Later, we stumbled upon a valley that reeked of pork: tents lined up, one after the next, endorsing a number of tools of governmental authority like the FBI and the Minnesota National Guard’s “Diversity and Inclusion” Office. And to think it was not even a decade ago when the same government allowed same-sex marriage to be constitutionally protected. How time flies!
Throughout the rest of the time spent in Loring Park’s unforgiving heat, we witnessed what boiled down to be a cheap, commodified, conveyor belt farce disguised as activism. However, to anyone whose voice is underrepresented or devalued, it can be a breath of fresh air; it can be a place to truly be oneself. Pride is a great time for anyone wanting plenty to do, or looking for plenty of things to toss money at. The cheap thrills are unending: bright lights, long lines, decent grub. But John didn’t seem too bothered; he made quick work of the offerings at the beer garden. It’s all as American as apple pie, especially when you take into account the many police enforcers present, practically foaming at the mouth to gnaw upon flesh.

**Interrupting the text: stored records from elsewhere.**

Issue #1044, opened 2026-08-27
ColumnWorker drain and retriever VThreads: unbounded park() can wedge the pipeline permanently


ZhaoMJ:
_via Claude_

## Failure

Under concurrent read load, one request thread blocks permanently in `BatchExchange.poll()` while all other request threads complete normally. The thread is `TIMED_WAITING`. The stalled thread is waiting for a batch from a specific column's pipeline; that pipeline has stopped making progress. No timeout, no error, no interrupt: the column's `ColumnWorker` is simply parked.

## Root cause

`ColumnWorker` runs two virtual threads — a retriever that fetches pages and submits decode tasks, and a drain that assembles decoded pages into batches. Each waits on a condition the other side makes true and then unparks it:

- The **drain** waits for `reorderBuffer[consumePosition]` to hold a decoded page.
- The **retriever** waits for `consumePosition` to advance past `MAX_INFLIGHT_PAGES`.

Both waits were `LockSupport.park()` — unbounded, with no timeout.

The conditions are monotone: once true they remain true until the waiter itself acts. But `park()` can return prematurely (a known property of `LockSupport`), and it can also *fail to park* when an unpark arrives before the thread enters `park()`. When that race occurs the unpark is consumed without the thread noticing, and no second unpark will ever arrive because nothing else is left to send one. The pipeline wedges permanently.

## Diagnostic evidence

Observed at concurrency 64. Thread state of the stalled column worker:

```
col_X   ready=0  consumePos=100  submitted=108  drained=100  inFlight=0
        done=false  error=null  finished=false  slots=PPPPPPPP
```

Interpretation:
- Every reorder-buffer slot is full of decoded pages (`slots=PPPPPPPP`), including slot `100 % 8 = 4`, which is exactly the one the drain is parked waiting for.
- `inFlight=0`: every decode task had already completed and called `unpark`.
- The retriever is throttled at `submitted − consumePosition = 108 − 100 = 8 = MAX_INFLIGHT_PAGES` — it cannot advance until the drain does.
- `done=false`, `error=null`, `finished=false`: no shutdown in progress, no error path reached.

This state is unreachable if any of the three `unpark` calls had taken effect. It is unrecoverable once none of them did.

## Reproduction

The hang reproduced on **6 of 10** sweep points at concurrency 64. After the fix described below, **0 of 28** sweep points exhibited a hang under similar load.

## Fix

[...]

PR #1046, opened 2026-08-27
#1044 reader: bound the drain and retriever parks to survive the JDK 25 lost-unpark regression

ZhaoMJ:
_Prepared via Claude_

## Summary

Closes issue #1044.

Both virtual threads in `ColumnWorker` used `LockSupport.park()` for conditions the other side makes true and then unparks them for. A lost unpark — an unpark that arrives before the thread enters `park()` — wedged the column's pipeline permanently, because no second notification would ever arrive. The consumer then waited forever in `BatchExchange.poll()`, presenting as one request thread stuck in `TIMED_WAITING` while all others complete.

This PR replaces both unbounded parks with `parkNanos(10 ms)`.

## Changes

Single file: `core/src/main/java/dev/hardwood/internal/reader/ColumnWorker.java`.

Three call sites replaced:

| Site | Before | After |
|------|--------|-------|
| Retriever throttle (line ~298) | `LockSupport.park()` | `LockSupport.parkNanos(WAKE_CHECK_NANOS)` |
| Retriever throttle in sentinel path (line ~324) | `LockSupport.park()` | `LockSupport.parkNanos(WAKE_CHECK_NANOS)` |
| Drain waiting for decode (line ~383) | `LockSupport.park()` | `LockSupport.parkNanos(WAKE_CHECK_NANOS)` |

`WAKE_CHECK_NANOS = 10L * 1_000_000L` is a new package-private constant with a Javadoc block explaining the liveness argument. The `unpark` calls at every notification point are kept unchanged.

## Why it is safe

Both wait conditions are monotone: once true they remain true until the waiter itself acts. Re-checking after a spurious or timeout wake always produces a correct decision. The 10 ms bound is only a fallback; the common path — condition already satisfied — exits on the first `unpark` as before. A spurious wake costs one integer comparison or one `AtomicReferenceArray` read.

## Consistency with BatchExchange

`BatchExchange` already uses `parkNanos` for both of its queue waits, with the same justification. Before this change, the two parks in `ColumnWorker` were the only unbounded waits in the pipeline.

## Test evidence

- Hang reproduced on **6 of 10** sweep points at concurrency 64 before the fix.
- **0 of 28** sweep points exhibited a hang after the fix under similar load.
- Hardwood core test suite on this branch: **2,668 run, 0 failures, 1 skipped** (`./mvnw -pl core -am test`).

### Deterministic regression test

`ColumnWorkerTest.drainWakesOnTimeoutWhenUnparkWasMissed` demonstrates the exact failure class without requiring high concurrency.

The test uses a stalled executor — one that captures decode `Runnable`s submitted by the retriever but never executes them. This means `reorderBuffer[slot]` is never written by `decode()` and `LockSupport.unpark(drainThread)` is never called from it. Once the drain is parked waiting on slot 0, the test injects the `EMPTY_SENTINEL` directly into slot 0 via reflection, with no corresponding `unpark`. This reproduces the invariant violation from the production hang: the slot is full but the drain has received no notification and has no outstanding permit.

With `parkNanos(WAKE_CHECK_NANOS)` (the fix) the drain re-checks the buffer at the next timeout wake (~10 ms), reads the sentinel, calls `finishDrain()`, and sets `done = true`. The test polls `worker.done` for up to 200 ms and asserts it became true — this passes within ~20 ms.

With the unfixed `LockSupport.park()` the drain stays parked indefinitely (the stalled executor never calls `unpark`). The assertion fires after the 200 ms polling window, failing the test within ~250 ms — well before the 5-second `@Timeout` ceiling. The failure was verified by temporarily reverting `parkNanos` to `park()` and re-running the test.

## Authorship

Check this box to confirm:

## Checklist

### DIFF
--- a/core/src/main/java/dev/hardwood/internal/reader/ColumnWorker.java
+++ b/core/src/main/java/dev/hardwood/internal/reader/ColumnWorker.java
@@ -217,7 +217,7 @@ public abstract class ColumnWorker<B> implements AutoCloseable {
         // is not enough on its own: ArrayBlockingQueue's timed operations go through
         // AQS.ConditionObject.awaitNanos, which treats a bare unpark as spurious and re-parks
         // for the remainder of the window. The unpark above is still needed for the drain's
-        // other wait, the LockSupport.park() in runDrain that waits on a decode task.
+        // other wait, the LockSupport.parkNanos in runDrain that waits on a decode task.
         //
         // Only the drain is interrupted, and only because it does no I/O: every InputFile
         // access happens on the retriever (via PageSource.next) or on a decode task. That
@@ -263,7 +263,7 @@ public abstract class ColumnWorker<B> implements AutoCloseable {
     private long sourceNanos;
     private long throttleNanos;
     private int totalPagesSubmitted;
-    private int throttleParks;
+    private int throttleWakes;
 
     private void runRetriever() {
         try {
@@ -297,7 +297,7 @@ public abstract class ColumnWorker<B> implements AutoCloseable {
                 // Throttle: park while too many pages are in flight
                 t0 = System.nanoTime();
                 while (!done && nextSeq - consumePosition >= MAX_INFLIGHT_PAGES) {
-                    throttleParks++;
+                    throttleWakes++;
                     LockSupport.parkNanos(WAKE_CHECK_NANOS);
                 }
                 throttleNanos += System.nanoTime() - t0;
@@ -335,9 +335,9 @@ public abstract class ColumnWorker<B> implements AutoCloseable {
 
             LOG.log(System.Logger.Level.DEBUG,
                     "[{0}] Retriever finished: {1} pages submitted. "
-                    + "source={2,number,0.0}ms, throttle={3,number,0.0}ms ({4} parks)",
+                    + "source={2,number,0.0}ms, throttle={3,number,0.0}ms ({4} wakes)",
                     column.name(), totalPagesSubmitted,
-                    sourceNanos / 1_000_000.0, throttleNanos / 1_000_000.0, throttleParks);
+                    sourceNanos / 1_000_000.0, throttleNanos / 1_000_000.0, throttleWakes);
         }
         catch (Throwable t) {
             signalError(enrichWithFileName(t, pageSource.getCurrentFileName()));
@@ -366,7 +366,7 @@ public abstract class ColumnWorker<B> implements AutoCloseable {
     private long assemblyNanos;
     private long decodeWaitNanos;
     private int totalPagesDrained;
-    private int decodeWaitParks;
+    private int decodeWaitWakes;
 
     private void runDrain() {
         try {
@@ -382,7 +382,7 @@ public abstract class ColumnWorker<B> implements AutoCloseable {
                     // No pages were ready — wait for a decode task to complete, but re-check rather than
                     // rely on being told. See WAKE_CHECK_NANOS.
                     long parkStart = System.nanoTime();
-                    decodeWaitParks++;
+                    decodeWaitWakes++;
                     LockSupport.parkNanos(WAKE_CHECK_NANOS);
                     decodeWaitNanos += System.nanoTime() - parkStart;
                 }
@@ -394,10 +394,10 @@ public abstract class ColumnWorker<B> implements AutoCloseable {
 
             LOG.log(System.Logger.Level.DEBUG,
                     "[{0}] Drain finished: {1} pages drained, {2} batches. "
-                    + "assembly={3,number,0.0}ms, decodeWait={4,number,0.0}ms ({5} parks), "
+                    + "assembly={3,number,0.0}ms, decodeWait={4,number,0.0}ms ({5} wakes), "
                     + "publishBlock={6,number,0.0}ms",
                     column.name(), totalPagesDrained, batchesPublished,
-                    pureAssembly / 1_000_000.0, decodeWaitNanos / 1_000_000.0, decodeWaitParks,
+                    pureAssembly / 1_000_000.0, decodeWaitNanos / 1_000_000.0, decodeWaitWakes,
                     publishBlockNanos / 1_000_000.0);
         }
         catch (Throwable t) {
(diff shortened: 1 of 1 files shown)


gunnarmorling:
Hey @ZhaoMJ, any chance you provide a reproducer for this? I tried to recreate this situation but have failed to do so so far.

ZhaoMJ:
@gunnarmorling I've taken a closer look. The PR works but the root-cause analysis is incorrect. It appears to be a known JDK bug in the version I was using (25.0.0), and this patch only happens to work around it. The regression test as written is also incorrect and circular, so I’ll remove it.

## The explanation in #1044 is wrong

I claimed an `unpark` arriving before the thread enters `park()` is lost. However, that is not how `LockSupport` works: the permit makes exactly that case safe. According to the spec:

> `unpark`: "Makes available the permit for the given thread... If the thread was blocked on `park` then it will unblock. **Otherwise, its next call to `park` is guaranteed not to block.**"
>
> class doc: "Races between one thread invoking `park` and another thread trying to `unpark` it will preserve liveness, due to the permit."

## What actually happened: JDK-8369227, a JDK 25 regression

[JDK-8369227](https://bugs.openjdk.org/browse/JDK-8369227) — "Virtual thread stuck in PARKED state". A regression from JDK-8351927 ("Change VirtualThread implementation to use FJP delayed task handling") in **JDK 25**, fixed in **25.0.3, 26.0.1 and 27**. Alan Bateman's summary: *"a virtual thread doing untimed-park immediately after a timed-park when racing with an async unpark and the timeout task ... executing before it is cancelled."*

In `VirtualThread` as shipped in 25 GA:

1. `parkNanos(T)` → `afterYield()` arms `timeoutTask = schedule(this::parkTimeoutExpired, T)`; state `TIMED_PARKED`.
2. An async `unpark()` lands just before `T` expires → permit `true`, `TIMED_PARKED → UNPARKED`, continuation submitted.
3. `runContinuation()` → `cancelTimeoutTask()` → `timeoutTask.cancel(false)`, whose own comment concedes *"The timeout task may be executing, or may have already completed."* If `parkTimeoutExpired()` is already past the cancel check it survives.
4. The thread resumes, and then does an **untimed** `park()` → state `PARKED`.
5. The stale task finally runs:
   ```java
   if (!getAndSetParkPermit(true) && (state() == TIMED_PARKED) && compareAndSetState(TIMED_PARKED, UNPARKED))
       lazySubmitRunContinuation();
   ```
   It **sets the permit to true**, but the state is `PARKED`, not `TIMED_PARKED` — so it does not resubmit the continuation.
6. The real `unpark()` arrives, finds `getAndSetParkPermit(true) == true`, and returns without submitting anything. The virtual thread is `PARKED` forever and **every** later unpark is swallowed.

This has been fixed by making `parkTimeoutExpired()` go through the full `unpark()` path so the `PARKED` case is handled too.

## Why `ColumnWorker`'s drain is precisely this shape

The drain alternates a timed park with an untimed one, and is unparked asynchronously from decode tasks on other threads:

- timed park: `publishCurrentBatch()` → `BatchExchange.publish()` → `readyQueue.offer(batch, 10, MILLISECONDS)`, and `takeBatch()` → `freeQueue.poll(10, MILLISECONDS)`. Both park only under back-pressure — which is the state the stalled reader was in (35 of 36 workers had a full ready queue).
- untimed park: `runDrain()`'s `LockSupport.park()` waiting for `reorderBuffer[consumePosition]`, unparked by `decode()` from the decode executor.

So the 10 ms timeouts inside `BatchExchange` are firing continuously, an async unpark from a decode task can land microseconds either side of one of them, and the very next thing the drain does is an untimed park. That is the trigger, per iteration, on every column.

This also resolves what looked like a contradiction in the #1044 dump. `slots=PPPPPPPP` with `inFlight=0`, `done=false`, `error=null` and the retriever throttled at exactly `MAX_INFLIGHT_PAGES` is unreachable if the notification had been delivered — and it wasn't: the JDK dropped it and neutered every unpark after it.

## Independent reproducer produced by Claude

Standalone, no hardwood, no JDK test library: [LostUnpark3.java](https://github.com/user-attachments/files/31655989/LostUnpark3.java). It aims an async unpark a few hundred microseconds *before* a timed park's expiry, so the timeout task is already dispatching when `cancel(false)` arrives, keeps the carriers busy so the stale task executes late, then does the untimed park and delivers the notification that must wake it.

```
java LostUnpark3.java <seconds> <cells> <burners> <victim|control|fix>
```

On an M1 Pro (10 carriers), `java LostUnpark3.java 60 8 2 victim`:

| Arm | JVM | Result |
|---|---|---|
| A `victim` — timed park, then untimed park | Corretto 25+36 (25.0.0) | **hang** at attempt #7,097 — `proceed=true` and `unpark()` called, thread still `WAITING` at `VirtualThread.park:738` |
| B `control` — untimed park, no preceding timed park | Corretto 25+36 | no hang in 28,017 attempts |
| C `fix` — timed park, then `parkNanos(10 ms)` (this PR) | Corretto 25+36 | no hang |
| D `victim` — identical to A | Corretto 25.0.4.1 | no hang in 23,910 attempts |

A vs. B isolates the preceding timed park as the trigger. A vs. D confirms it is the runtime, not the test. Arm C matters less as an experiment than as a code-path argument: a stale `parkTimeoutExpired()` firing against `TIMED_PARKED` satisfies its own guard and *does* resubmit, and a timed waiter is bounded by its own fresh timeout in any case. Only untimed parks get stranded, which is why bounding these two waits sidesteps the bug.

## What I think should happen to this PR

I’ll push a commit to update the comments and drop the test. However, since this is a JDK bug, any untimed park following a timed park on a virtual thread is affected, not just these three sites. Therefore, I think it’s totally reasonable to not carry a workaround for a bug fixed in the JDK, and close the PR and instead document a minimum runtime requirement of 25.0.3 for JDK 25.

gunnarmorling:
Hey @ZhaoMJ, thanks for the analysis! I think there's value in having this change, despite this being fixed in the JDK now. It will help folks currently running on the affected versions, and there's no harm in us doing so.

While day faded into twilight, Studd and I eventually found ourselves in the middle of a dance floor. There, we were caught between gyrating bodies, taking in a full serving of unwelcome groping, and hostility from the club’s security. After spotting many eager barflies mounting a statue of a giant phallus, there was no doubt in my mind: we were at the Gay 90’s, a place remarkably heterosexual on nights such as this. To further pound the gavel down was the sight of sashaying drag queens in all of their elegance, strutting under a parade of lights that only heightened their glamor. Meanwhile, a section of the dance floor’s light panels were broken, plastered in puke, and served with a steady supply of spilled booze.
Some time later, after disregarding some woman who was three sheets to the wind, and who had been drunkenly telling me I resembled Johnny Depp, we shuffled around for a while, and tried to push our way out through the teeming masses of people present. It was a small miracle we didn’t face trampling. Outside was hardly better. We practically drowned on the way to our ride, the streets were pouring over with water from the heavens, causing Hennepin Ave to resemble the Atlantic. It was raining pitchforks, a fact made all too clear as my boots had to be sat out to dry for a few days after the ordeal; the elements earned their keep. After damn near reenacting Jules Verne’s “Twenty Thousand Leagues Under the Seas” on our way to our ride, we made it inside, with my memory of the night fading with visions of the Orpheum Theatre’s bright, neon lights.